How to Foster Good Friendships in Our Children

Ella is…exuberant. Her motto is why walk, when you can run, and why run, when you can do cartwheels? Everything is a mile a minute when she’s happy…and when she’s upset, overwhelmed, tired, hungry or has any other external stimulus.

The more excited she gets, the faster she goes. She can’t calm down. She doesn’t know how, and to date we haven’t figured out how to help her. But recently we did find a solution when she was playing with her new best friend, J, the boy next-door.

He wanted to sit in the boat (box) and drive it, she wanted to crash into the boat and sink it. He wasn’t having fun, she was. Her laughter danced across the sunlit backyard, warming us. He kept looking to me. I suspect he wanted me to tell Ella to stop. But I didn’t. I also don’t think I should have. I believe it would make the immediate situation worse (due to her reaction) and I believe the long-term friendship would suffer.

Did I just let her continue? No.

I walked over and squatted down to their level. I inquired if they were having fun.

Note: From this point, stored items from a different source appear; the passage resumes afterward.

PR #2426, opened 2026-04-28
[TPU KV Offload][Feat] Option to override host memory kind

sangam-jindal:
Use an ENV variable to override host memory kind type. By default defaults to pinned_host.

# Description

This change introduces an environment variable `TPU_OFFLOAD_USE_UNPINNED_HOST` to allow overriding the host memory kind of host buffer  for KV offloading.

Default behavior: It defaults to `pinned_host` if the environment variable is not set.

# Tests

Added unit tests in tests/offload/tpu_offload_connector_worker_test.py to verify:

- Correct override behavior when the env var is set.
- Defaulting to pinned_host when unset.
- Error handling for invalid values.
- Tested locally with QWEN32B model  run with sglang bench and checked the logs to ensure both pinned/unpinned are good.

[patchset - 2]
Addresses comment regarding juncgu-google@ .

### DIFF
--- a/tests/offload/tpu_offload_connector_worker_test.py
+++ b/tests/offload/tpu_offload_connector_worker_test.py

J said in a small voice, “No.” Ella very enthusiastically said, “Yes.”

Then told them what I saw.

“I see a little girl with a smile on her face. She’s jumping around. I see a little boy with a sad face, he’s sitting down.”

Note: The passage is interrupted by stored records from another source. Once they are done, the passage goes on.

PR #2429, opened 2026-04-28
Add a test case using lm_eval's mmlu dataset and fix the parameter pa…

CienetStingLin:
# Description

Add an accuracy test case using the mmlu dataset with model Llama-3.3-70B
Fix the parameter passing issue when running the mmlu test, and enhance the default value when parser_case cannot retrieve a value
Increase the length limit of column `RunBy` in the Spanner DB

# Tests

[Buildkite CI](https://buildkite.com/tpu-commons/tpu-inference-benchmark/builds/206)

# Checklist


jcyang43 (approved):

.buildkite/benchmark/lm_eval/math500/run.sh
```diff
@@ -16,30 +16,28 @@
...
 
+unset MODEL_IMPL_TYPE VLLM_XLA_CHECK_RECOMPILATION
+
 mkdir -p "$LOG_DIR"
 
 CMD=(
     lm_eval
     --model vllm
-    --model_args "pretrained=$MODEL_NAME,tensor_parallel_size=${TP_SIZE:-8},dtype=auto,max_model_len=2048,gpu_memory_utilization=0.98"
+    --model_args "pretrained=$MODEL_NAME,tensor_parallel_size=${TP_SIZE:-8},dtype=auto,max_model_len=$MAX_MODEL_LEN,gpu_memory_utilization=0.98"
```
QiliangCui2023: `${TP_SIZE:-8}` — `TP_SIZE` is not exported anywhere in the pipeline (parser_case.py exports `TENSOR_PARALLEL_SIZE` at L204/L222, run_bm.sh logs `TENSOR_PARALLEL_SIZE` at L169). This will always silently fall back to 8. Use `${TENSOR_PARALLEL_SIZE:-8}` to match `mmlu/run.sh:40`.

.buildkite/benchmark/lm_eval/mlperf/run.sh
```diff
@@ -16,30 +16,28 @@
...
 
+unset MODEL_IMPL_TYPE VLLM_XLA_CHECK_RECOMPILATION
+
 mkdir -p "$LOG_DIR"
 
 CMD=(
     lm_eval
     --model vllm
-    --model_args "pretrained=$MODEL_NAME,tensor_parallel_size=${TP_SIZE:-8},dtype=auto,max_model_len=2048,gpu_memory_utilization=0.98"
+    --model_args "pretrained=$MODEL_NAME,tensor_parallel_size=${TP_SIZE:-8},dtype=auto,max_model_len=$MAX_MODEL_LEN,gpu_memory_utilization=0.98"
```
QiliangCui2023: Same as math500/run.sh:40 — `TP_SIZE` is never set, so this always falls back to 8. Use `${TENSOR_PARALLEL_SIZE:-8}`.

QiliangCui2023 (commented):
`TP_SIZE` is silently never set — `parser_case.py` only exports `TENSOR_PARALLEL_SIZE` (see `parser_case.py:204, 222`), and `run_bm.sh:169` only logs `TENSOR_PARALLEL_SIZE`. So `math500/run.sh` and `mlperf/run.sh` will always use the `:-8` fallback, regardless of what the JSON specifies. `mmlu/run.sh` already uses the correct name. See inline.

.buildkite/benchmark/lm_eval/math500/run.sh
CienetStingLin: Fixed, thanks for the review

.buildkite/benchmark/lm_eval/mlperf/run.sh
CienetStingLin: Fixed

QiliangCui2023 (approved):

QiliangCui (approved):

docker/Dockerfile
```diff
@@ -70,7 +70,7 @@ RUN --mount=type=cache,target=/root/.cache/pip python3 -m pip install -e tests/v
 RUN --mount=type=cache,target=/root/.cache/pip python3 -m pip install \
     git+https://github.com/thuml/depyf.git \
     pytest-asyncio \
-    "lm-eval[api]==0.4.12" \
+    "lm-eval[api,math]==0.4.12" \
```
CienetStingLin, line 73: Noticed that the version of lm-eval[api] has been updated, so lm-eval[math] is merged together rather than written separately to avoid version conflicts.

PR #2431, opened 2026-04-28
[Bug][Qwen3.5] Honor has_initial_state in fused GDN kernel

qizzzh:
PR #2408 plumbed `has_initial_state` through the chunked / ref GDN paths to fix stale-slot leakage on freshly-allocated mamba slots, but explicitly skipped the fused Pallas kernel ("does not yet honor has_initial_state"). With compact-mamba shrinking the mamba pool to `max_num_reqs+1`, slot reuse is the common case and the FUSED path silently consumes a freed slot's prior state on every brand-new prefill — the same kind of silent corruption that hit the chunked path before PR #2408.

I continued, “I think Ella wants to play something where she can jump around.” She nodded. “I think J wants to play something where he can sit down, but not have someone hitting his boat.”

He smiled really big and said, “Yes.”

“Hmm. It seems we have a problem. Let’s think of a solution. How can we play where you’ll both have fun playing together?”

J stared at me a moment, then a smile tugged at his lips and said, “I’ll think of one.”

In the end I offered a solution they both liked: J would drive a boat and feed the dolphins fish. Ella would be the dolphin jumping for fish. It took a few moments talking to them both before they figured out, together, what the rules would be while playing together. I never dictated to them, they were involved in the decision making from the start. Also no one got in trouble.

They continued playing for the next twenty minutes without needing anyone to help them. They had the tools they needed to figure things out for the rest of their playdate.

I’m sure other situations will arise, but a similar approach will help the two friends learn how to play together respectfully.